### Required action
Each line from the beginning of the data below through the line containing "This is a big" should be repeated exactly, please.

== Segment start ==

PR #20421, opened 2025-10-10
fix(protocol): refactor Anchor.sol to remove Pacaya fork references

dantaik:
This is a big refractory of Shasta's Anchor contract assuming it will be deployed at a different address.

@ggonzalez94 the contract may still be buggy and it seems we are still assuming a block height based fork.


packages/protocol/contracts/layer2/core/Anchor.sol
```diff
@@ -30,12 +30,13 @@ contract Anchor is EssentialContract {
...
-        bytes32 publicInputHash;
+        // Proposal-level state
         bytes32 bondInstructionsHash;
         address designatedProver;
-        uint48 anchorBlockNumber;
-        uint48 endOfSubmissionWindowTimestamp;
         bool isLowBondProposal;
+        // Block-level state
+        uint48 anchorBlockNumber;
+        bytes32 ancestorsHash;
```
ggonzalez94, line 39: is `ancestorHash` new?

packages/protocol/contracts/layer2/core/Anchor.sol
```diff
@@ -30,12 +30,13 @@ contract Anchor is EssentialContract {
 
     /// @notice State containing all non-mapping state variables.
     struct State {
-        bytes32 publicInputHash;
+        // Proposal-level state
         bytes32 bondInstructionsHash;
         address designatedProver;
-        uint48 anchorBlockNumber;
-        uint48 endOfSubmissionWindowTimestamp;
```
ggonzalez94, line 37: did we remove `endOfSubmissionWindowTimestamp`?

packages/protocol/contracts/layer2/core/Anchor.sol
```diff
@@ -328,208 +271,272 @@ contract Anchor is EssentialContract {
...
+        bytes calldata _proverAuth,
+        address _currentDesignatedProver
     )
         public
         view
         returns (bool isLowBondProposal_, address designatedProver_, uint256 provingFeeToTransfer_)
     {
-        return _getDesignatedProver(_proposalId, _proposer, _proverAuth, designatedProver);
-    }
+        (address candidate, uint48 provingFeeGwei) =
```
ggonzalez94, line 293: not necessary that we address it on this PR, but I don't think we need the prover fee to be in gwei and is less error prone if we just use wei instead

ggonzalez94 (approved):
LGTM. Left a couple questions I was unsure about and:
1. for block vs timestamp fork created an issue #20426 
2. I think there are a couple other refactors we can do to make the code more clear, made an attempt at #20427

packages/protocol/contracts/layer2/core/Anchor.sol
dantaik: it's called public input hash, which is less accurate than ancestorHash

dantaik:
Given that you have another issue opened and another PR to be merged on top of this PR. I'll go ahead merge this PR into yours.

== Segment end ==

### Solution to the exercise
PR #20421, opened 2025-10-10
fix(protocol): refactor Anchor.sol to remove Pacaya fork references

dantaik:
This is a big refractory of Shasta's Anchor contract assuming it will be deployed at a different address.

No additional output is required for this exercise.